To determine which graph best represents the relationship between an object's kinetic energy and time elapsed during its free fall near Earth's surface, we need to consider how kinetic energy changes as the object falls.
The kinetic energy (\( KE \)) of an object is given by the formula:
\[ KE = \frac{1}{2} mv^2 \]
where \( m \) is the mass of the object and \( v \) is its velocity.
In free fall, the velocity of the object increases linearly over time due to the constant acceleration caused by gravity (\( g \approx 9.81 , \text{m/s}^2 \)). Therefore, the velocity as a function of time (\( t \)) can be expressed as:
\[ v = gt \]
Substituting this expression for \( v \) into the kinetic energy formula, we get:
\[ KE = \frac{1}{2} m (gt)^2 = \frac{1}{2} m g^2 t^2 \]

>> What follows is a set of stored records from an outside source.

PR #52, opened 2021-06-10
Meaningful type guards

matibat:


src/types/type_guards.ts
```diff
@@ -1,5 +1,35 @@
-export type cipherType = 'aes-gcm-256' | 'AES256-GCM' | 'invalid' | string;
-export type entityType = 'drive' | 'file' | 'folder' | 'invalid' | string;
-export type drivePrivacy = 'private' | 'public' | 'invalid' | string;
-export type driveAuthMode = 'password' | 'invalid' | string;
-export type syncStatus = 0 | 1 | 2 | 3;
+export type emptyString = '';
+export const emptyString: emptyString = '';
```
matibat, line 2: Hmmm I think type_guards.ts is not the place for const declarations

Should it be moved to common maybe?
```suggestion
```

jdaev: I'd made a separate constants.ts file. Could add it there

fedellen: I'm not sure we need both a type declaration and a constant in this case. One of TypeScript's core features is to infer as many types as possible so we don't have to

```ts
export const emptyString = '';
```

Declaring any string with `const` will force the type checker to infer it as a template literal. Which results in `emptyString` only having a possible type of `''`

Usage would still have the same meaningful readability that you're looking for here:

```ts
const drive = {
// ...
cipherIV: emptyString,
cipher: emptyString
// ...
```

This isn't very critical, just something I thought about while reading through the diff

arielmelendez:
Please reintegrate with dev!

arielmelendez:
> Please reintegrate with dev!

Actually I'll take care of that for you.

src/common.ts
```diff
@@ -336,14 +337,13 @@ export async function createNewPublicDrive(login: string, driveName: string): Pr
 		appVersion: appVersion,
 		driveName,
 		rootFolderId,
-		cipher: '',
+		cipher: AES256_GCM,
```
arielmelendez, line 340: Why is this change included in this PR?

matibat:
Alright, guys. I just removed the "extra changes" I applied to this PR. Now it's changing just what needed, removed the unnecessary const definitions.

src/common.ts
matibat: Just removed that change. The constant was already defined in another file.
Also the value there should still be `''`.

src/common.ts
```diff
@@ -336,14 +337,13 @@ export async function createNewPublicDrive(login: string, driveName: string): Pr
 		appVersion: appVersion,
```
arielmelendez: This is as high as I can place this comment, but the documentation for this function and its name are misleading. 

• The documentation says that it actually creates the drive and adds it to the drive table. In reality, it just creates an ArFSDriveMetaData object instance with what we might consider to be "default" values for a public drive, setting the passed in "login" (whatever that is) and drive name along the way. It then prints a misleading log statement. And for reasons not clear to me, this is all packaged up as a Promise for use at a later time.

• Similar to the documentation, the name of the function implies that a new drive will actually be created. But in reality, all that's created is metadata which, by the time this function is done running and returning, isn't necessarily associated with any DB entity. Perhaps a better name might be "createPublicDriveMetadata". It removes the redundant "new" after "create" and actually implies the correct return type.

We don't have to make these changes now. But I thought about them because there are currently no unit, integration, contract, or end-to-end tests for this function. So I have no way to know whether the changes you've introduced (e.g. the encryption type) have broken something somewhere else. In thinking about what kind of test function we could write, I tried to dig in and understand the code. And that's what led me to these conclusions.

So what can we do? One thought: deprecate this function and create a new one that meets our needs for the future and add a proper unit test for that function. What do you think?

src/types/type_guards.ts
matibat: For now I'm removing that consts. It also simplifies the committed diff

src/common.ts
matibat: There is already an addDriveToDriveTable that does it separately.

We should add a task new for updating the comment and names of those functions.

src/gql.ts
```diff
@@ -1720,7 +1721,7 @@ export async function getSharedPublicDrive(driveId: string): Promise<types.ArFSD
 						drive.arFS = value;
 						break;
 					case 'Drive-Privacy':
-						drive.drivePrivacy = value;
+						drive.drivePrivacy = value as drivePrivacy;
```
arielmelendez, line 1724: Did we actually gain any type safety here? From what I understand, the `as` operator is pretty lax. See here:
https://thoughtbot.com/blog/the-trouble-with-typescript-enums

src/gql.ts
```diff
@@ -1800,7 +1801,7 @@ export async function getPrivateDriveRootFolderTxId(
 ): Promise<types.ArFSRootFolderMetaData> {
 	let rootFolderMetaData: types.ArFSRootFolderMetaData = {
 		metaDataTxId: '0',
-		cipher: '',
+		cipher: AES256_GCM,
```
arielmelendez: How can we know that this didn't break anything?

src/gql.ts
```diff
@@ -1840,7 +1841,7 @@ export async function getPrivateDriveRootFolderTxId(
 				const { value } = tag;
 				switch (key) {
 					case 'Cipher':
-						rootFolderMetaData.cipher = value;
+						rootFolderMetaData.cipher = value as cipherType;
```
arielmelendez, line 1844: Some comment here about not actually getting type safety guarantees here:
https://thoughtbot.com/blog/the-trouble-with-typescript-enums

src/public/arweave.ts
```diff
@@ -121,7 +121,9 @@ export async function prepareArFSDriveTransaction(
 		transaction.addTag('Content-Type', 'application/octet-stream');
 		transaction.addTag('Cipher', driveMetaData.cipher);
 		transaction.addTag('Cipher-IV', driveMetaData.cipherIV);
-		transaction.addTag('Drive-Auth-Mode', driveMetaData.driveAuthMode);
+		if (driveMetaData.driveAuthMode) {
```
arielmelendez, line 124: Should it be an error if there's no driveAuthMode? Also, do we need a type for the possible supported auth mode types?

src/types/type_guards.ts
arielmelendez: Are we really gaining clarity or conciseness by going from a canonical literal `''` to `emptyString`?

src/gql.ts
fedellen: I have read to avoid TypeScript enums in a couple books, but the TS docs themselves don't seem to discourage it's use. When I think of type guards I think of creating a function that proves to JavaScript that the type is correct at runtime:

```ts
const drivePrivacy = ['private', 'public', ''];
type drivePrivacy = typeof drivePrivacy[number];

function isDrivePrivacy(value: unknown): value is drivePrivacy {
  return typeof value === 'string' && drivePrivacy.includes(value);
}
```
The `is` keyword is the main driver of this type-guard method.

src/gql.ts
matibat: This is only for the compiler to do not throw that error for now (not enough type overlap on the cast of string to 'private' | 'public'). Please have in mind all the entire gql.ts files gets refactored by [the task #360 - Clean gql.ts](http://redmine.ardrive.io/issues/306)

src/public/arweave.ts
matibat: ### Should it be an error if there's no driveAuthMode?

I found in a comment on the code that the only supported value of driveAuthMode for now is: "password"; but it's set as an empty string by default.
So I made it to be nullable. Now driveAuthMode at any entity should be either "password" or undefined.

**Note** It shouldn't break a thing because in the case driveAuthMode was not "password", it was set as "" anyway.

### do we need a type for the possible supported auth mode types?

There already is a driveAuthMode type added by this PR. It is the string literal 'password'

PR #8329, opened 2020-05-25
fix(react-native-web): body scrolling if you are using <ScrollView>

milesibastos:
Current behaviour:
Screen Recording 2020-05-25 at 18 58 27

[Expected behaviour](https://youtu.be/3YJUATCgBXE)
Screen Recording 2020-05-25 at 18 58 27 2


satya164:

This shows that kinetic energy is proportional to the square of the time elapsed. Thus, the relationship between kinetic energy and time will be a parabolic curve that opens upwards.
So, the graph that best represents the relationship between the object's kinetic energy and time elapsed during its fall will be a curve that increases quadratically (the precise form will depend on the details of the specific graphs you're comparing).
Assuming the typical options, the correct choice would be one that depicts a parabolic increase in kinetic energy as time increases. If you provide the specific graphs labeled A, B, C, and D, I could help you identify the correct one.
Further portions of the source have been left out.